Music. Old school: Pine Knob outdoor concert...Eric Clapton dressed in a white suit, sitting on a simple stool, strumming a six string and singing. A thing of beauty. New School: TranSiberian Orchestra. A literal sensory smorgasbord. Lasers, fire, water, aerial acrobats, videos, snow, narrator, a 6-person symphony, choir, guitars, drums, 2 pianos and a keyboard and a synthetic violin. And I saw people walking in with earplugs already in their ears.

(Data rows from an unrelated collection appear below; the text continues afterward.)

PR #5040, opened 2022-12-21
add should-be-dead checks for all ship iterations

### LINKED ISSUE #4990: Loading checkpoint on BP2-06 "Darkest Hour" on nightlies crashes the build. Works fine on FSO 22.2
[As found by user DAK on discord.](https://discord.com/channels/223511295431933953/255067124836335616/1051107703726030858)

Assert is "Only ships can have subsystems!"
[fs2log.txt](https://github.com/scp-fs2open/fs2open.github.com/files/10200337/fs2log.txt)

Goober5000:
When iterating through `Ship_obj_list`, check the `Should_be_dead` flag before using the object.  This fixes #4990 and adds defense-in-depth checks to guard against similar errors elsewhere.

I considered moving the `Ship_obj_list` removal from `obj_delete` to `ship_cleanup`, but decided it would be prudent to avoid fundamental changes to lifecycle management.

### DIFF
--- a/code/ai/aicode.cpp
+++ b/code/ai/aicode.cpp
@@ -435,6 +435,9 @@ void garbage_collect_path_points()
 	//	in pp_xlate, mark all used Path_point records
 	for ( so = GET_FIRST(&Ship_obj_list); so != END_OF_LIST(&Ship_obj_list); so = GET_NEXT(so) ) {
 		A = &Objects[so->objnum];
+		if (A->flags[Object::Object_Flags::Should_be_dead])
+			continue;
+
 		ship	*shipp = &Ships[A->instance];
 		if (shipp->ai_index != -1) {
 			ai_info	*aip = &Ai_info[shipp->ai_index];
@@ -466,6 +469,9 @@ void garbage_collect_path_points()
 	//	Now, using pp_xlate, fixup all aip->path_cur and aip->path_start indices
 	for ( so = GET_FIRST(&Ship_obj_list); so != END_OF_LIST(&Ship_obj_list); so = GET_NEXT(so) ) {
 		A = &Objects[so->objnum];
+		if (A->flags[Object::Object_Flags::Should_be_dead])
+			continue;
+
 		ship	*shipp = &Ships[A->instance];
 		if (shipp->ai_index != -1) {
 			ai_info	*aip = &Ai_info[shipp->ai_index];
@@ -1849,6 +1855,9 @@ int num_enemies_attacking(int objnum)
 
 	for ( so = GET_FIRST(&Ship_obj_list); so != END_OF_LIST(&Ship_obj_list); so = GET_NEXT(so) ) {
 		objp = &Objects[so->objnum];
+		if (objp->flags[Object::Object_Flags::Should_be_dead])
+			continue;
+
 		Assert(objp->instance != -1);
 		sp = &Ships[objp->instance];
 
@@ -1902,6 +1911,9 @@ float get_wing_lowest_max_speed(object *objp)
 
 	for ( so = GET_FIRST(&Ship_obj_list); so != END_OF_LIST(&Ship_obj_list); so = GET_NEXT(so) ) {
 		o = &Objects[so->objnum];
+		if (o->flags[Object::Object_Flags::Should_be_dead])
+			continue;
+
 		ship	*oshipp = &Ships[o->instance];
 		ai_info	*oaip = &Ai_info[oshipp->ai_index];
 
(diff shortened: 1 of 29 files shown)


The-E (approved):

code/ai/aicode.cpp
```diff
@@ -435,6 +435,9 @@ void garbage_collect_path_points()
 	//	in pp_xlate, mark all used Path_point records
 	for ( so = GET_FIRST(&Ship_obj_list); so != END_OF_LIST(&Ship_obj_list); so = GET_NEXT(so) ) {
 		A = &Objects[so->objnum];
+		if (A->flags[Object::Object_Flags::Should_be_dead])
+			continue;
+
```
JohnAFernandez, line 440: I took a quick look at ship cleanup, and these paths won't get cleaned up if a ship was vanished while exiting out of a bay.  I think this would barely happen, but I think this points to the fact that we really should vectorize or maybe refactor path points.  There's no reason to limit the number, and this function probably doesn't need to exist.

code/missionui/redalert.cpp
```diff
@@ -734,6 +734,8 @@ void red_alert_store_wingman_status()
 	// store status for all existing ships
 	for ( so = GET_FIRST(&Ship_obj_list); so != END_OF_LIST(&Ship_obj_list); so = GET_NEXT(so) ) {
 		ship_objp = &Objects[so->objnum];
+		if (ship_objp->flags[Object::Object_Flags::Should_be_dead])
+			continue;
```
JohnAFernandez, line 738: So, this one is a little tricky.  I think we need to check that vanished ships will be added to the Ships_exited container so that we don't accidentally leave out a ship.

Goober5000:
Putting this in draft to avoid inadvertent merge until I address Cyborg's comments.

code/missionui/redalert.cpp
Goober5000: I just looked at this and vanished ships are intentionally not added to Ships_exited.  What are you referring to by "accidentally leave out"?

code/ai/aicode.cpp
Goober5000: Can you elaborate on the connection between ship cleanup and path garbage collection?  The `garbage_collect_path_points` function is only called twice, both when paths are created, as opposed to when ships exit.  It also does not seem to depend in any way on whether a ship is vanished or not.

code/missionui/redalert.cpp
JohnAFernandez: So let's say the vanished ship was in the starting wings.  I'm not sure what the result would be if red alert processing then skipped that ship here because it was previously vanished or has the `Should_be_dead` flag.  Would that ship be missing in hud gauge on the next mission? Or would something else possibly worse happen.

Additionally, if vanished ships are never added to `Ships_exited` then it could be that vanished ships in starting wings are not handled correctly at all.  This is a very specific case.  If vanished ships are not handled correctly, anyway, then this change will not really change behavior except to also exclude ships that were vanished in the same frame that red alert is triggered. 

At some point someone may want to make sure that vanished ships in starting wings are handled correctly in red alert.

JohnAFernandez: But this change seems to reinforce the current behavior, at least, whether it's buggy or works.  So I don't think it's an issue here.  I just really think someone should make sure the two features work together as intended.

code/ai/aicode.cpp
JohnAFernandez: I mean it's just an issue with being able to create enough path points.  If, in the course of creating path points, a ship vanished this frame holds many path points, this check may keep enough of them from being freed for the ships being created.  I mean, it's an extreme edge case and not likely to happen.  I just think someone should make path points dynamic at some point and clean up those points when the ship departs.

Goober5000: I looked over the functions again and the path points should be properly cleaned up any time they are needed, whether a ship is vanished or not.  Vectorizing the list might be a good idea, but that's a separate issue from this PR.  In the meantime, 1000 is high enough that I don't think it's likely to be hit, in any case.

code/missionui/redalert.cpp
Goober5000: If a ship in the starting wings is vanished, it would be treated as if it wasn't included in the red-alert at all; that is, if the same ship appears in the next mission, it would be a "brand new" ship.

code/ai/aicode.cpp
JohnAFernandez: Agreed

JohnAFernandez:
I think this is good to go.

Goober5000:
I'll give this another once-over after Christmas, then merge it.

PR #5041, opened 2022-12-22
consolidation of tech rendering methods

### LINKED ISSUE #4628: Cleanup and general consolidation of tech rendering functions
From #4579 by @EatThePath:

> I think a general consolidation of tech rendering functions even beyond these new ones would probably be good. I intend to add some more configurability to them by the end of the year anyway.

MjnMixael:
Moves most of the renderTechModel and renderTechModel2 stuff into a single method in modelrender.cpp. Fixes #4628

### DIFF
--- a/code/model/modelrender.cpp
+++ b/code/model/modelrender.cpp
@@ -21,6 +21,7 @@
 #include "jumpnode/jumpnode.h"
 #include "lighting/lighting.h"
 #include "math/staticrand.h"
+#include "missionui/missionscreencommon.h"
 #include "mod_table/mod_table.h"
 #include "nebula/neb.h"
 #include "particle/particle.h"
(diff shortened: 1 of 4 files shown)


code/model/modelrender.cpp
```diff
@@ -3080,3 +3081,108 @@ void model_render_set_wireframe_color(color* clr)
...
+	if (!lighting || !model_lighting)
+		render_flags |= MR_NO_LIGHTING;
+
+	render_info.set_flags(render_flags);
+
+	if (is_ship) {
+		model_render_immediate(&render_info, model_num, model_instance, orient, &vmd_zero_vector);
+	} else {
+		model_render_immediate(&render_info, model_num, orient, &vmd_zero_vector);
+	}
```
BMagnu, line 3173: I know that the function didn't originally do this, but before the first render function, you must make sure that either, the following variable is set ``Shadow_override = true;``, or you need to recalculate the shadow map (see ``draw_model_rotating`` is missionscreencommon.cpp). Otherwise the model will just look broken when shadows are enabled.
I'd suggest just setting Shadow_override, and then after rendering you just need to make sure that it gets set back to what it was before

BMagnu (changes requested):
Ideally, I'd like a followup issue / PR, that merges these scripting techRenderFunctions with the _actual_ tech render functions (which should also be consolidated, given that there is techroom, ship select, etc.), but that can be deferred for now, I guess.
One small bug that we should fix while we're on it though:

code/model/modelrender.cpp
MjnMixael: The select and overhead rendering methods are quite a bit more complex. It'll take someone with more skill than I to consolidate those if that's really desired.

Setting shadow override is done.

BMagnu: Yeah, while we will eventually want that, it's not a priority, and this can be merged as-is then

BMagnu (approved):

PR #5042, opened 2022-12-22
A few missed items and fixes to the asteroid debris sexp

MjnMixael:


qtfred/src/ui/widgets/sexp_tree.cpp
```diff
@@ -5017,6 +5027,22 @@ sexp_list_item *sexp_tree::get_listing_opf_sexp_containers(ContainerType con_typ
 	return head.next;
 }
 
+sexp_list_item* sexp_tree::get_listing_opf_asteroid_debris()
```
Goober5000, line 5030: One minor quibble... this function in FRED2 is between `get_listing_opf_nebula_patterns` and `get_listing_opf_game_snds`.  Wherever the function might happen to be, it should be in the same relative location in FRED and qtFRED to make it easier to compare the two codebases.

(Keeping this function where it is and moving the FRED2 function is a potential solution.)

qtfred/src/ui/widgets/sexp_tree.h
```diff
@@ -349,6 +349,7 @@ class sexp_tree: public QTreeWidget {
 	sexp_list_item *get_listing_opf_functional_when_eval_type();
 	sexp_list_item *get_listing_opf_animation_name(int parent_node);
 	static sexp_list_item *get_listing_opf_sexp_containers(ContainerType con_type);
+	sexp_list_item* get_listing_opf_asteroid_debris();
```
Goober5000, line 352: Same comment for the header file.

Goober5000 (changes requested):

JohnAFernandez:
This is a reasonable request.  Having the FRED2 and qtFRED code bases be similar where they are the same makes qtFRED easier to work on.

Goober5000 (approved):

Do you see what I'm seeing here?

My house as a kid: 1 TV, no remote, rabbit ears that rarely worked, 1 rotary phone, 1 transistor radio used for 1 news station...WJR usually on when a storm was approaching to let us know if we needed to take cover from a tornado. My house as a mom: 5 TVs, 4 computers, 1 laptop, 8 (yes eight!) phone numbers and I have no idea how many radios & music-making devices we have around here. Have we gone loopy? Do we really need so many distractions? From what are we being distracted? I have an idea. Ourselves? Thinking in general? Let's go back to the video...the question was asked: To whom did we used to ask these questions? There were 2 possible answers in the old school: ourselves and God. There are too many answers in the new school, but I'm starting to wonder if our new God is not named Google.